In a possible implementation, when the processing unit 1402 outputs the query result based on the at least one selected retrieval partition and the vector to be queried, it is specifically configured to: output the vectors respectively included in the at least one selected retrieval partition as the query result; or output the vectors respectively included in the at least one selected retrieval partition as the query result according to the order of the second similarities between the vectors respectively included in the at least one selected retrieval partition and the vector to be queried from high to low. The vectors corresponding to the top W second similarities are output as the query result, where W is a positive integer.

In a possible implementation, when the processing unit 1402 selects an unselected retrieval partition as a target retrieval partition from the K retrieval partitions, it is specifically configured to: select an unselected retrieval partition as a target retrieval partition from the K retrieval partitions in descending order of the K first similarities.

In one possible implementation, when the processing unit 1402 selects a retrieval partition that has not been selected as a target retrieval partition from K retrieval partitions, it is specifically used to: for any retrieval partition from the K retrieval partitions, cluster each vector in the retrieval partition according to the similarity between the vectors to obtain multiple retrieval sub-partitions; determine the sub-partition center vector of any retrieval sub-partition based on the multiple vectors contained in any retrieval sub-partition; calculate the third similarities between the vector to be queried and the sub-partition center vectors of the multiple retrieval sub-partitions; sort the K retrieval partitions based on the multiple third similarities between the vector to be queried and the multiple sub-partition center vectors in each retrieval partition; and select a retrieval partition that has not been selected as the target retrieval partition from the sorted K retrieval partitions.

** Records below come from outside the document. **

PR #121, opened 2021-03-23
DM-12549: ap_pipe must call AssociationTask in a reproducible order

kfindeisen:
This PR enforces the running of source association (or, more precisely, `DiaPipelineTask`) in Gen 3 in order of increasing visit ID. Association may still be run in parallel for different detectors within the same visit, and other tasks should be unaffected.

This PR makes no attempt to constrain the Gen 2 processing order, as the tooling needed to do so is completely different.

Depends on lsst/ctrl_mpexec#118.


andy-slac (approved):
Looks good.

PR #129, opened 2021-06-04
DM-29338: Incorporate Gen 3 crosstalk in HiTS runs

mrawls:
I successfully ran ap_verify on this ticket branch with the `ap_verify_ci_cosmos_pdr2` dataset.


isullivan (approved):
Looks fine, though I am curious why you are not using the `goodSeeing` templates here.

mrawls:
We could switch to using `goodSeeing` templates, but it would require more significant changes to modify the existing template-related data products in each ap_verify dataset. Perhaps something to consider in whatever form DM-28628 ever ends up taking.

In a possible implementation, when the processing unit 1402 sorts the K retrieval partitions according to the multiple third similarities between the query vector and the multiple sub-partition center vectors in each retrieval partition, it is specifically used to: sort the K retrieval partitions according to the number of third similarities that exceed a second preset threshold among the multiple third similarities between the query vector and the multiple sub-partition center vectors in each retrieval partition; or sort the K retrieval partitions according to the maximum similarity among the multiple third similarities between the query vector and the multiple sub-partition center vectors in each retrieval partition.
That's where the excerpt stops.